Nanoscale Characterization of Phase Transformation in Shape Memory Alloys

Shape memory effect is a peculiar property exhibited a series alloy systems in the β-phase fields. Shape memory alloys are sensitive to external condition and temperature, and crystal structure of these alloys change with changing temperature and stressing, by means of structural phase transformation, called martensitic transformations. Shape memory effect is treated thermally by means of thermal induced martensitic transformation, which occurs as martensite variants with lattice twinning in crystallographic or atomic scale, sub-nano scale, in materials on cooling below martensite finish temperature. Twinned martensite structures turn into detwinned martensite structure by means of stress induced martensitic transformation by stressing material in a strain limit in martensitic condition. Shape memory alloys are in the fully martensitic state below martensite finish temperature with fully twinned structure can be easily deformed through variant reorientation/detwinning process. Therefore, martensite is called soft phase and austenite is also called hard phase.
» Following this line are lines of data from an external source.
PR #943, opened 2026-01-16
fix deckgl circle offset when using standard style

chriswhong:
image

This PR fixes a bug where the vertices rendered on the map are misaligned with other map features, only when using the Mapbox Standard Style or one of its configured derivatives, only at certain zoom levels (observed around z12.5) and only when the vertices are rendered away from the center of the map.

The vertices are drawn using `MapboxOverlay` from `@deck.gl/mapbox`. On investigation, I discovered the deck viewport zoom was not the same as `map.getZoom()` and that this mismatch was caused by map `terrain` which is enabled by default in the Mapbox Standard Style. The fix is to disable terrain as soon as a style loads using `map.on('style.load')`


AndrewSepic (approved):
🚢   ✨

PR #958, opened 2026-02-27
Fix extra coordinate when creating polygons

AndrewSepic:
This PR fixes a bug when creating polygons and terminating the drawing with a double click.  Previously when closing the polygon with a doubleclick there was an additional duplicate coordinate created.  ie: a 4 sided polygon had 6 coordinates instead of 5.  

This fixes the extra coordinate, properly handling how browsers register clicks.  When double clicking on the Map 3 points are actually created, therefore the `splice()` method needed to remove an additional point.  The `line.ts` handler (which works as expected) already follows this pattern.


chriswhong (approved):
LGTM, works as expected.

PR #961, opened 2026-04-01
cw/simplestyle markers

chriswhong:
Adds support for `simplestyle-spec` properties for point features in geojson.io/next. Covers both rendering of simplestyle spec point properties and adds controls for choosing them in the **Styles** menu in the **Feature Editor**

image

## `marker-size` 

`small` renders a marker at 4px radius, the same as default markers in geojson.io/next.
`medium` and `large` have radius 8px and 12px respectively.

## Styles Panel

The styles panel is update to only show relevant simplestyle-spec inputs for the selected feature's geometry type, (point features do not need `fill-` or `stroke-` properties, so they are not shown, etc). 

`marker-color` shows the color picker
`marker-size` shows a dropdown with the three valid values
`marker-symbol` shows a custom popover where users can click a maki icon or a-z/0-9 character, or search by id. 

image

### DIFF
--- a/next/app/components/panels/feature_editor/feature_editor_style.tsx
+++ b/next/app/components/panels/feature_editor/feature_editor_style.tsx
@@ -2,24 +2,33 @@ import { ColorPopoverField } from 'app/components/color_popover';
 import {
   Button,
   inputClass,
+  PopoverContent2,
   StyledLabelSpan,
   styledCheckbox,
   TextWell
 } from 'app/components/elements';
 import { useAutoSubmit } from 'app/hooks/use_auto_submit';
 import { purple900 } from 'app/lib/constants';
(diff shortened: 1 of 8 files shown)


AndrewSepic (changes requested):
This is working well and I think it's a great feature.  Currently when you create a new point, it is automatically added with a `marker-size` property. 

```
{
  "type": "FeatureCollection",
  "features": [
    {
      "type": "Feature",
      "properties": {
        "marker-size": "medium"
      },
      "geometry": {
        "type": "Point",
        "coordinates": [
          -73.1531973,
          44.5110074
        ]
      }
    }
  ]
}
```

We shouldn't be adding properties to users GeoJSON unless they are specifically setting those properties.

AndrewSepic (approved):
Thanks!  LGTM!

PR #965, opened 2026-04-29
Adds collapsible UI to Feature Editor

AndrewSepic:
## Summary 
This PR introduces a 'collapsed' or 'minimized' state to the Feature Editor Panel.  Based on some user feedback the panel takes up valuable real estate and is not part of their work flows.  This allows a user to set the panel to a 'minimized' state to save map real estate and not interfere with map and geometry interations.  This state works for small screen sizes as well. 

https://github.com/user-attachments/assets/b19e2777-4bd9-4eda-ba35-18db0a540ae9

## Implementation Details
- A new jotai `AtomWithStorage` is created to store the UI state for the user in session storage (this could potentially be set to localStorage to persist this across sessions). 
- A `SizeIcon` from Radix UI is added to the top bar of the Feature Editor (along with descriptive tooltip) to allow the user to trigger collapsed and expanded states
- State is used to derive panel sizing and positioning and CSS transitions enable a smooth visual between the different states.


chriswhong:
Looks great! 

1) What do you think about keeping the minimized feature editor horizontally centered (this is more consistent with how the feature editor is displayed)

2) We are using the `size` radix icon for both collapse and expand actions. The only other place it is used in the app is to open an expanded UI for cells in data tables. I think its use on the collapsed feature editor is consistent, but we should find another option for the collapse option full size feature editor.  We could use chevron down or arrow down, or make a custom icon that resembles `size` but with the arrows pointing inward.

chriswhong (approved):
Looks great! I think a keyboard shortcut may be in order to expand and collapse this, but we can handle that later.

PR #966, opened 2026-05-05
Support legacy hash-based #data= URL params

chriswhong:
## Summary                                                                
                                                            
  Adds support for the legacy hash-based URL formats used by older versions 
  of geojson.io, and cleans up the URL after data loads.
                                                                            
  **Legacy hash formats supported:**                        
  - `#data=data:application/json,<encoded-geojson>` — inline GeoJSON
  - `#data=data:text/x-url,<encoded-url>` — remote file via URL             
                                                                            
  In both cases the data is loaded and the hash is cleared from the URL on  
  success. The existing `?data=` and `?id=` query params also have their    
  params stripped after a successful load.                                  
                                                            
  **Before:** Legacy URLs would fail silently or not load at all. Query     
  param URLs would persist in the address bar after loading.
                                                                            
  **After:** All URL formats load correctly, and the address bar is clean   
  after data loads. Failed loads leave the URL intact so the user can see
  what went wrong.                                                          
                                                            
  ## Test plan

  - [x] `#data=data:text/x-url,https%3A%2F%2Fraw.githubusercontent.com%2Fcod
  eforgermany%2Fclick_that_hood%2Fmain%2Fpublic%2Fdata%2Fcalifornia-counties
  .geojson` — loads remote GeoJSON, hash disappears                         
  - [x] `#data=data:application/json,%7B%22type%22%3A%22LineString%22%2C%22c
  oordinates%22%3A%5B%5B0%2C0%5D%2C%5B10%2C10%5D%5D%7D` — loads inline      
  GeoJSON, hash disappears
  - [ ] `?data=<url>` — loads data, `?data=` param is removed after load    
  - [x] `?id=gist:...` — loads gist, `?id=` param is removed after load     
  - [x] Failed loads leave the URL unchanged

### DIFF
--- a/next/app/components/url_api.tsx
+++ b/next/app/components/url_api.tsx
@@ -52,7 +52,6 @@ export function UrlAPI() {
     if (!map) return; // Wait for map to be available
 
     // Handle legacy hash-based data params (e.g. #data=data:application/json,... or #data=data:text/x-url,...)
-    // Normalize to canonical ?data= query param and update the URL
     let legacyData: string | null = null;
     const hashString = window.location.hash;
     if (!data && !id && !gist && hashString.startsWith('#data=')) {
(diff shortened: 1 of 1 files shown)


AndrewSepic (approved):
Works nicely!   Thanks. 🚢

PR #967, opened 2026-05-05
Add `map` query param to persist camera view

chriswhong:
## Summary
                                                                       
  Implements a ?map=zoom/lat/lng[/bearing[/pitch]] query parameter that
  keeps the URL in sync with the map camera at all times and restores the
   camera position on load.
                                                                         
  Format                    

  ?map=zoom/lat/lng
  ?map=zoom/lat/lng/bearing
  ?map=zoom/lat/lng/bearing/pitch

  - bearing and pitch are optional (default to 0 when omitted)           
  - Values are rounded to reduce URL noise (zoom: 2 decimals, lat/lng: 2
  decimals, bearing: 1 decimal, pitch: integer)                          
  - When combined with ?data or ?id, the map param takes priority over
  flying to the data extent                                              
                            
  Sample URLs to test                                                    
                            
  Basic zoom/lat/lng (NYC):                                              
  https://geojson.io/#map=12/40.72/-73.99
                                                                         
  With bearing (rotated 45°):                                            
  https://geojson.io/#map=12/40.72/-73.99/45
                                                                         
  With bearing + pitch (tilted view of San Francisco):                   
  https://geojson.io/#map=14/37.77/-122.43/30/45                         
                                                                         
  Combined with ?id (map param overrides fly-to):                        
  https://geojson.io/#map=5/39/-98&id=github:...
                                                                         
  Changes                                                                
  
  - parse_map_param.ts — parsing and serialization logic with validation 
  - parse_map_param.test.ts — unit tests covering edge cases and omission
   rules                                                                 
  - map_component.tsx — syncs camera changes to the URL and reads param
  on init                                                                
  - url_api.tsx — passes map param through to map initialization
  - pmap/index.ts — exposes camera event for URL sync                    
  - about.md — documents the new query parameter


next/app/components/map_component.tsx
```diff
@@ -166,8 +197,8 @@ export const MapComponent = memo(function MapComponent({
     if (!map?.map || hasZoomedRef.current) return;
 
     const handleLoad = () => {
-      // Only zoom if there are features (loaded from sessionStorage)
-      if (featureMap.size > 0) {
+      // Only zoom if there are features and no saved camera to restore
+      if (featureMap.size > 0 && !initialCameraRef.current) {
```
AndrewSepic: This check does not work.  ie:  The camera continues to zoom when features are added via url params regardless of whether there is a saved camera state.

AndrewSepic (commented):
I'm wondering if we shouldn't hold these in query params?  ie: I think users like to share URLs which give a certain view.  This doesn't allow that. I think that specific feature (being able to share a URL with camera position) was requested. 

In addition one of the desired test conditions fails, ie: it will always zoom to features loaded via `data` or `id` params, regardless of a saved view.

next/public/about.md
```diff
@@ -120,10 +120,11 @@ When export GeoJSON, geojson.io always exports a FeatureCollection.
 
 You can load data into geojson.io using URL parameters.
```
AndrewSepic: This pretext here should be updated here..  Maybe..
```suggestion
geojson.io supports URL parameters for adding data to the map and storing the map's location and view settings.
```

AndrewSepic (dismissed):
Looks good!  Thank you!  Just one suggestion for update in the `about.md` file.


**Note:** I was able to inconsistently cause an interesting bug. When I removed the `?map=` query param and reloaded the app.  If there were features on the map, the app might not render them on the map (they still existed in the sidebar) and an additional reload would bring them back onto the map.  I had this happen maybe 2% of the time I did this, total about 6 times in testing lots reloads.  While I don't know why someone would take this action within the app, just want to flag it.

AndrewSepic (approved):
LGTM!

PR #975, opened 2026-05-20
Add globe projection support and 3D features toggle

chriswhong:
## Summary

- Adds Globe and Mercator projection selector to the layers/basemap popover, persisted in sessionStorage
- Adds Show 3D Features toggle (buildings, trees, landmarks, facades) for Mapbox Standard-based styles, grayed out for Outdoors/OSM
- Fixes vertex handle overlay alignment in globe mode: uses a round-trip through `map.project()` → `viewport.unproject()` to correct the per-frame position offset between Mapbox's globe math and deck.gl's GlobeViewport
- Fixes initial style loading race condition where globe projection caused Mapbox to internally load Standard style before the explicit `setStyle()` call; projection is now applied in `onMapStyleLoad` after each style load
- Adds async `setStyle` sequence counter to prevent stale fetches from overwriting newer style loads
- Skips globe vertex correction in Mercator mode
- Default initial camera: zoom 2, center [0, 20]

geojson_io___Powered_by_Mapbox_🔊_and_CHANGELOG_md_—_geojson_io_and_index_html_—_tmp-esm-mapbox


next/app/lib/pmap/index.ts
```diff
@@ -264,6 +277,10 @@ export default class PMap {
     const map = event.target as mapboxgl.Map;
     // disable terrain. If enabled in the style (as in Mapbox Standard style), it causes an alignment bug in the deck.gl overlay
     map.setTerrain(null);
+    // Apply the desired projection after each style load. Setting projection before
```
AndrewSepic: Not sure we need this comment here.  Glad the race condition was removed, but don't think we need to call this out.

next/app/lib/pmap/index.ts
```diff
@@ -480,6 +581,18 @@ export default class PMap {
...
+      for (const property of [
+        'show3dOptions',
+        'show3dBuildings',
+        'show3dTrees',
+        'show3dLandmarks',
+        'show3dFacades'
+      ]) {
+        this.map.setConfigProperty('basemap', property, show3d);
+      }
+      // Projection can change without a full style reload
```
AndrewSepic: Should Probably remove this comment.

AndrewSepic (changes requested):
Overall this is working pretty well.  Glad we could find a solution to the problem. Also, happy to learn that Deck.GL has an experimental `GlobeView` which helps bridge the gap.  I made a few comments/suggestions to remove comments I feel are not needed. There may be more self explanatory comments which could be removed.

Two issues I want to flag: 

### Dancing points in Globe view
When you are in glob view and are moving the map around we see this drift and wiggle on points as this `_buildScatterplotLayer` is processing the math for the points.  I'm not sure if this is a blocker, but it does feel a like a not complete solution. Or something that isn't ideal.   (See video in slack)



## Can't change projection with classic styles
If the app is currently running a classic style (OSM or Outdoors) you cannot change the projection of the map.  The UI state will update, but the map does not update with the new projection.

bijanps:
perfect

next/app/lib/pmap/index.ts
chriswhong: updated to a more concise comment:  `// set projection to last known value (if any) so that style reloads don't reset it to default`

chriswhong:
Changes in ddae60591ca6bf260678169cd0d4054c8bd5ba39

**Fix projection changes for OSM/Outdoors styles**                                                                   
                                                                                                                    
  When using OSM or Outdoors as the basemap, toggling the projection (globe ↔ mercator) had no effect. The root     
  cause: setStyle() uses Mapbox's default diff: true, which compares the old and new style JSON. Since projection is
   never embedded in the style JSON (it's applied separately via setProjection), Mapbox saw no diff, skipped the
  reload, and style.load never fired — so setProjection in the onMapStyleLoad handler never ran.                    
                                                                      
  Fix: for non-import styles with only styleOptions changed, call setProjection directly (mirroring what already    
  happened for import-based styles). If only the projection changed, return early with no style reload needed. If
  labels or 3D settings also changed, fall through to setStyle({ diff: false }) to guarantee a full reload.         
                                                                      
  **Fix "Show 3D features" toggle enabled incorrectly for Standard Satellite **                                         
  
  I noticed that the "Show 3d features" checkbox was enabled when Standard Satellite was selected, which should not be the case.
  
  The toggle used json.imports as a proxy for 3D support, but Standard Satellite also uses imports — it just doesn't
   expose 3D feature config (no buildings/trees/landmarks). Added an explicit supports3dFeatures boolean to
  StyleConfigTemplate and set it only on Standard, Standard Light, and Standard Dark.       
  
  **No fix for the vertex jitter during globe view**
  
  I don't think this is a blocker and we can revisit it later if we want to prioritize it.

AndrewSepic (approved):
Thanks for wrapping this up.  Looks good! 👍

PR #992, opened 2026-06-04
GL JS Updates - Revert Light & Dark theme to Classic Styles (Performance)

AndrewSepic:
## Summary
This PR updates to the latest version of GL JS, Reverts 'Standard Light' and 'Standard Dark' import based styles to classic Light/Dark. And address some state update logic which was causing a full map reload on classic styles when toggle labels on/off.

## GL JS Update
Updates to the latest GL JS Version `3.24.0`. which includes a bunch of performance upgrades.

## Removal of Standard light and standard dark styles for Classic Styles
After internal discussion with GL JS team around performance benefits of the 'classic' styles Standard Light and Standard Dark are replaced with Light (`mapbox://styles/mapbox/light-v11`) and Dark (`mapbox://styles/mapbox/dark-v11`) with Light being the default style when the app is loaded on a cold cache.

## Small fix on style logic
Toggling map labels on/off on 'classic' styles was causing a full map reload, when that is not necessary. Some updates to that logic ensure that the map need not fully reload to toggle visibility of labels.


package.json
```diff
@@ -139,11 +139,10 @@
     "zod": "^3.25.76"
   },
   "devDependencies": {
-    "@mapbox/mapbox-gl-style-spec": "^14.17.0",
+    "@mapbox/mapbox-gl-style-spec": "^14.24.0",
     "@types/d3-dsv": "^3.0.7",
     "@types/deep-freeze": "^0.1.5",
     "@types/lodash": "^4.17.20",
-    "@types/mapbox-gl": "^3.4.1",
```
AndrewSepic, line 146: `types/mapbox-gl` is a deprecated package as `mapbox-gl` ships its own types now.

chriswhong (approved):
Looks great, nice catch on the unnecessary style reload when toggling labels.

PR #993, opened 2026-06-04
Feature updates based on User Feedback

### LINKED ISSUE #978: New geojson.io is missing "Clear" feature
Old geojson.io has a menu item to clear the map. If the new geojson.io has this, I haven't found it.

Image

See #371

### LINKED ISSUE #982: New geojson.io numpad "Delete" doesn't work
* Select any feature
* (With numpad disabled), press the `Del` keyboard key
  * Nothing happens
* Press the `Delete` keyboard key
  * Feature is removed

My guess would be it's checking something like `event.code === 'Delete'` rather than `event.key === 'Delete'`

### LINKED ISSUE #988: Missing foldGutter in new Version
## Missing foldgutter in code editor

The previous version of geojson.io included a fold gutter in the code block, which was especially useful for collapsing geometry sections in large GeoJSON files.

This feature was not carried over to the new app (geojson_editor.tsx). Based on a quick look at the codebase, it seems like it just needs to be re-added in the extensions useMemo. According to codemirror docs [`foldGutter()`](https://codemirror.net/docs/ref/#language.foldGutter) extension is already part of `@codemirror/language`.

**Old behavior:** Fold arrows visible in the gutter, allowing geometry blocks to be collapsed.

**Current behavior:** No fold gutter present.

**Suggested fix:** Add `foldGutter()` (and [`foldKeymap`](https://codemirror.net/docs/ref/#language.foldKeymap)) to the CodeMirror extensions.

Screenshot showing old fold gutter

AndrewSepic:
### Delete all / Clear  features button
adds a trash icon button to the feature editor header that  deletes all features on the map in a single click. Uses the same atomic state update and undo moment as the keyboard delete flow, so the operation is fully undoable. A toast notification  reminds the user they can undo with Ctrl-Z.

Screenshot 2026-06-04 at 2 34 19 PM

Closes #978 

### Numpad Delete key fix 
the Delete key on the numpad (numlock off) was not triggering feature deletion. Root cause: react-hotkeys-hook defaults to matching on event.code (physical key position), and the numpad Delete has code NumpadDecimal rather than Delete. Fixed by passing  useKey: true for the delete binding so it matches on event.key (logical value) instead — both keys produce key: "Delete" when numlock is off.

Closes #982 

### Increased map URL coordinate precision
Lat/lng in the ?map= query param were rounded to 2 decimal places (~1km precision). Increased to 4 decimal places (~11m) to match the precision of  the legacy app's Mapbox GL hash. Reported by users who regularly use Geojson.io to debugging geometry in multiple tools which rely on this coordinate precision
 
### CodeMirror fold gutter — 
Adds a `foldGutter()` extension to CodeMirror affecting the GeoJSON editor so users can collapse nested  objects and arrays in the JSON panel.

Closes #988

### DIFF
--- a/CHANGELOG.md
+++ b/CHANGELOG.md
@@ -2,6 +2,16 @@
 
 Recent changes to the geojson.io application. Entries are grouped by ship date.
 
+## 2026-06-04
+
+- **Delete all features:** Adds a delete all button to the feature editor header. Operation is undoable via Ctrl-Z. ([#993](https://github.com/mapbox/geojson.io/pull/993))
+- **Numpad Delete key fix:** The Delete key on numpads (numlock off) now correctly deletes selected features. ([#993](https://github.com/mapbox/geojson.io/pull/993))
+- **Map URL coordinate precision:** Increased lat/lng precision in the `?map=` query param from 2 to 4 decimal places. ([#993](https://github.com/mapbox/geojson.io/pull/993))
+- **GeoJSON editor fold gutter:** Adds a fold gutter to the GeoJSON editor panel for collapsing nested objects and arrays. ([#993](https://github.com/mapbox/geojson.io/pull/993))
+- **GL JS Update:** Bump to `v3.24.0` [#992](https://github.com/mapbox/geojson.io/pull/992)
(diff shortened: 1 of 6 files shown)


chriswhong (approved):
All working as expected, aside from the numpad Delete feature which I can't test. The approach looks right so let's see how it goes.

PR #996, opened 2026-06-08
Fix Firefox  Issues

### LINKED ISSUE #987: Can not delete point (vertex) of a polygon
"Editing Geometries

Select a feature to edit its geometry.

...
    Delete to delete a selected vertex.
..."

On polygon vertex can not to be selected. Delete button delete whole feature.

AndrewSepic:
## Summary
The changes here address issues that Firefox browser exposed but which were latent in the application.

### Vertex selection on polygons
Sort comparator missing equal case caused non-deterministic ordering in Firefox causing the inability to select Vertices -  vertices now reliably sort before features when `at` values (feature ids) are equal.  Closes #987 

### 🚨Map blank on fresh load (default style) 
The `onlyStyleOptionsChanged` optimization was firing before the style was applied to the map, causing the in-
flight style fetch to be discarded and leaving the canvas blank; guarded by checking `features` source exists first. (To replicate, load app in Firefox, select 'LIGHT' map style and reload)

### `queryRenderedFeatures` on unloaded style 
Backwards `isStyleLoaded()` condition in `fastMovePointer` was querying layers before the style was ready causing the folllowing errors in the console. Check added to ensure layers source exists before calling `queryRenderedFeatures`.
Screenshot 2026-06-09 at 9 20 20 AM

### Maki icon already exists errors
This exists because maki icons were being added to the sprite sheet to light and dark themes (which already contain maki). Maki icons added to the style (for use as Simple Style Spec rendering) have been added with the `maki-` namespace to remove collision with existing icons and allow for coloring in map rendered simple style.
Screenshot 2026-06-09 at 9 31 04 AM

All four bugs were reproducible in Firefox; the `maki` icons issue and `queryRenderedFeatures` issues also produced silent errors in Chrome.

## Test plan

- [x] Fresh reload with LIGHT style in Firefox — map renders
- [x] Fresh reload with DARK style in Firefox — map renders  
- [x] Click a polygon vertex in Firefox — vertex selected, Delete removes vertex not whole feature
- [x] Toggle styles in Firefox — all styles load correctly
- [x] Hover over features — cursor changes correctly
- [x] Use simple style spec with marker-symbol - icons render after style load

### DIFF
--- a/app/components/map_component.tsx
+++ b/app/components/map_component.tsx
@@ -4,7 +4,10 @@ import { env } from 'app/lib/env_client';
 import type { FlatbushLike } from 'app/lib/generate_flatbush_instance';
 import { EmptyIndex } from 'app/lib/generate_flatbush_instance';
 import { useHandlers } from 'app/lib/handlers/index';
-import { CLICKABLE_LAYERS } from 'app/lib/load_and_augment_style';
+import {
+  CLICKABLE_LAYERS,
+  FEATURES_SOURCE_NAME
+} from 'app/lib/load_and_augment_style';
 import { wrappedFeaturesFromMapFeatures } from 'app/lib/map_component_utils';
 import type { PMapHandlers } from 'app/lib/pmap';
 import PMap from 'app/lib/pmap';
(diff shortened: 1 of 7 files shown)


chriswhong (approved):
🚢

PR #1006, opened 2026-06-11
Streamline import: skip modal for non-ambiguous file types

chriswhong:
## Summary

This PR streamlines imports, removing the need for the modal for most import types. For most imports, the modal was only necessary for toggling the "Remove coincident vertices" setting. The ability for the user to set this has been removed from the UI for now, but the state handlers for it remain in place if we ever want to re-introduce it.

- **Skip the import modal** for file types that don't need user input (geojson, kml, topojson, shapefiles, etc.). The modal now only appears for `csv`, `xls`, and `coordinate-string` where column mapping or coordinate order is ambiguous.
- **Extract `useImportFiles` hook** so drag-and-drop (`drop.tsx`) and the file picker (`use_open_files.ts`) share identical classification, auto-import, and `fitBounds` logic.
- **Fix `fitBounds` on drag-and-drop** — map now flies to imported data extent after dropping a file.

## Test plan

- [ ] Drop a GeoJSON file — modal should NOT appear, data imports and map flies to extent
- [ ] Drop a shapefile — same, no modal
- [ ] Drop a CSV — import modal should appear with column options
- [ ] Use Import button → same behavior as drag-and-drop for each file type
- [ ] Toggle "Remove coincident vertices" in Options → setting persists after page reload
- [ ] Verify the setting is applied during import (both drag-and-drop and modal paths)


AndrewSepic:
I'm not sold on the idea of adding a new **Options** UI menu item to handle the  "Remove coincident vertices"  toggle.  

I am not entirely clear on the different import types here and what they look like. Can you provide some testing files that demonstrate how these are handled currently? 

If we can import geojson files without a modal, that's great and I think that should be the core fix here, but adding more UI to handle app level constant without a way to test and add compare current branch to this branch is a stretch to include.

chriswhong:
[geojson.io sample data.zip](https://github.com/user-attachments/files/28961100/geojson.io.sample.data.zip)
This is a local collection of test files, including CSV, OSM, SHP, KML, KMZ, GPX, encoded polyline, etc.

chriswhong:
My reasoning here is there are bound to be more app-level config settings in the future as this project grows, so a UI for that is going to be necessary one day.

If we want to allow users to specify whether the app should remove coincident vertices, that UI must live somewhere. I think it makes sense to remove them as a default, but I can see some users not wanting geojson.io to alter their data (I'm sure that's why this was made optional to begin with)

chriswhong:
Updated to remove the global options modal. The remove coincident vertices option remains in state set to false in case we ever want to enable it in the future, but for now all imports will not touch coincident vertices.

AndrewSepic (dismissed):
LGTM!  Thanks for refining this PR.

AndrewSepic (approved):
🚢

PR #2097, opened 2026-05-14
new config_x variables + 1 client config setting + render config tweaks + desc fix

SnailPerson:
Added variables:
`config_arcade` returns 1 when its active, like config_simplethrottle
`config_tutorial` returns 1 when its active
`config_autostartengines` returns 1 when its active

Added **client config**:
showTutorial - a simple 1 and 0 switch, used to trigger tutorial texts client side.
Goal is accessibility, along with the newly addd arcade mode. We are making IV optionally easier to understand for new users to hopefully grow its audienece and breathe new life in the low morale of the PA circle 

Transparent panel rendering option is now true by default, as many people complained about it being obstructive.
Also found a typo where 3p setting description was saying for 1st person despite being for 3rd.

https://github.com/user-attachments/assets/fa79af67-e0ee-4569-ba99-1ccebd0a103c


SnailPerson:
wiki been updated @DonBruce64

SnailPerson:
@DonBruce64 check an merge pwease <3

Thermal induced martensitic transformation is lattice-distorting phase transformation and occurs as martensite variants with the cooperative movement of atoms by means of shear-like mechanism. Martensitic transformations occur by two or more lattice invariant shears on {110}- type planes of austenite matrix which is basal plane or stacking plane for martensite. In the martensitic transformation, the lattice of high temperature austenite phase has greater crystallographic symmetry than that of the low-temperature product phase. Copper based alloys exhibit this property in metastable β-phase region, which has bcc-based structures at high temperature parent phase field. Lattice invariant shears are not uniform in copper based shape memory alloys, and the ordered parent phase structures martensitically undergo the non-conventional complex layered structures on cooling. The long-period layered structures can be described by different unit cells as 3R, 9R or 18R depending on the stacking sequences on the close-packed planes of the ordered lattice. The close-packed planes, basal planes, exhibit high symmetry and short range order as parent phase.